▶ PROBLEM TO WORK ON: Read the listing and extract each line that includes the word "personal".
******
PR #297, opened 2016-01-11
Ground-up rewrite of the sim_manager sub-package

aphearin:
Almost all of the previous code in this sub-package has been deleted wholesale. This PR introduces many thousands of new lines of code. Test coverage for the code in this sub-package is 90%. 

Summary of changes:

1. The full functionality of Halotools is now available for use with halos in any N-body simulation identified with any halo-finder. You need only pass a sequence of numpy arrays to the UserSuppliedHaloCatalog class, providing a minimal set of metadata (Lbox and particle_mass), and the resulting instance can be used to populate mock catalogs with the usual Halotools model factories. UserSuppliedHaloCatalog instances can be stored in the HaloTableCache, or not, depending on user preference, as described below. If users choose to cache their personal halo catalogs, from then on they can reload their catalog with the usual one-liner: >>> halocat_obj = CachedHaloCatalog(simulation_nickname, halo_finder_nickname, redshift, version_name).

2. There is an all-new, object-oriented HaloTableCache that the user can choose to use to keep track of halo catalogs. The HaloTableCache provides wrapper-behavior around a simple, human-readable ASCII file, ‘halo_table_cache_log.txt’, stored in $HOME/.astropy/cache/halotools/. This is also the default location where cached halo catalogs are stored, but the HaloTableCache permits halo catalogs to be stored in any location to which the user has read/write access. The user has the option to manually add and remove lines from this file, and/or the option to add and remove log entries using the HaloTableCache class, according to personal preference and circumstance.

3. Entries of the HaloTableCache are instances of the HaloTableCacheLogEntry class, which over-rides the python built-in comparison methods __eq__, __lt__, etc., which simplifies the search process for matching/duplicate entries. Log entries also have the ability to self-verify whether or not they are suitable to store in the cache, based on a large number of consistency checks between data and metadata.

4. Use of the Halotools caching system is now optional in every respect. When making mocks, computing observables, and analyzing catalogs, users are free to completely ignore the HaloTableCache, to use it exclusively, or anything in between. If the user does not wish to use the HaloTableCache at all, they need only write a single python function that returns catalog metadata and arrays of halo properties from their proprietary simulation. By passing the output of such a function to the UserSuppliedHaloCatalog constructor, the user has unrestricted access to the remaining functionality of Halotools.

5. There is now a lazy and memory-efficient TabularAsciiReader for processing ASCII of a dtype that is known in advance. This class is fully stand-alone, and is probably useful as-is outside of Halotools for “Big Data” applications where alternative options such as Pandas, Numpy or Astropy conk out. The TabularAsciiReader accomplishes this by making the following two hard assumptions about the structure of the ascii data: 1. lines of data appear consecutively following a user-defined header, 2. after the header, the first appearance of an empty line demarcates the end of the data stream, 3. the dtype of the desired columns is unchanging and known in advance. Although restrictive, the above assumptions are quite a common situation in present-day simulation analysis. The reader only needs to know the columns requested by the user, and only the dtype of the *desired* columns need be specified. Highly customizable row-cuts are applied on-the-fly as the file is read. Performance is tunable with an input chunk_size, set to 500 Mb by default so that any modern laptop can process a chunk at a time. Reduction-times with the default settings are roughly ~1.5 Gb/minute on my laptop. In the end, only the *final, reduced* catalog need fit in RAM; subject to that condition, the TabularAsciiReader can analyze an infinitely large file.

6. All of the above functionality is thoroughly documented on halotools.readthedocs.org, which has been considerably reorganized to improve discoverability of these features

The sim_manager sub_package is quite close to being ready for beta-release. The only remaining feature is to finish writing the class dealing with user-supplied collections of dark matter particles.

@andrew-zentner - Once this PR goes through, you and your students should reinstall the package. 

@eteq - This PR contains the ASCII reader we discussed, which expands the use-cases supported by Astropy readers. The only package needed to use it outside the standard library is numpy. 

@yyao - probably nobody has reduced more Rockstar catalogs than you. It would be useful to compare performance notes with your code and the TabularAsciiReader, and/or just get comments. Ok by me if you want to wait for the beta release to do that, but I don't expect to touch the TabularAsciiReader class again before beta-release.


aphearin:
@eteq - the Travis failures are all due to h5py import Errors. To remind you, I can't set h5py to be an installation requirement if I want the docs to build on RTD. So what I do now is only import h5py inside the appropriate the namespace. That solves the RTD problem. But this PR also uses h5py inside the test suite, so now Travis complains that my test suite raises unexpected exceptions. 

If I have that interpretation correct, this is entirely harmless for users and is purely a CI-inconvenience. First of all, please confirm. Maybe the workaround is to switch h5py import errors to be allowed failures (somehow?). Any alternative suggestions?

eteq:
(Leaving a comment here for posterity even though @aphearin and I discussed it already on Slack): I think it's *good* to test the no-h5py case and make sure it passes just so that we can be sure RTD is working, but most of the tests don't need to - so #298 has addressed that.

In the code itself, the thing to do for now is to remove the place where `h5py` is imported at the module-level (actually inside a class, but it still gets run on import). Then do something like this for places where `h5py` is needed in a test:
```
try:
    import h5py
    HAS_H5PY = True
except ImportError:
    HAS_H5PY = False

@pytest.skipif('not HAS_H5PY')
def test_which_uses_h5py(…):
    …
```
******
▶ EXERCISE SOLUTION:
1. The full functionality of Halotools is now available for use with halos in any N-body simulation identified with any halo-finder. You need only pass a sequence of numpy arrays to the UserSuppliedHaloCatalog class, providing a minimal set of metadata (Lbox and particle_mass), and the resulting instance can be used to populate mock catalogs with the usual Halotools model factories. UserSuppliedHaloCatalog instances can be stored in the HaloTableCache, or not, depending on user preference, as described below. If users choose to cache their personal halo catalogs, from then on they can reload their catalog with the usual one-liner: >>> halocat_obj = CachedHaloCatalog(simulation_nickname, halo_finder_nickname, redshift, version_name).
2. There is an all-new, object-oriented HaloTableCache that the user can choose to use to keep track of halo catalogs. The HaloTableCache provides wrapper-behavior around a simple, human-readable ASCII file, ‘halo_table_cache_log.txt’, stored in $HOME/.astropy/cache/halotools/. This is also the default location where cached halo catalogs are stored, but the HaloTableCache permits halo catalogs to be stored in any location to which the user has read/write access. The user has the option to manually add and remove lines from this file, and/or the option to add and remove log entries using the HaloTableCache class, according to personal preference and circumstance.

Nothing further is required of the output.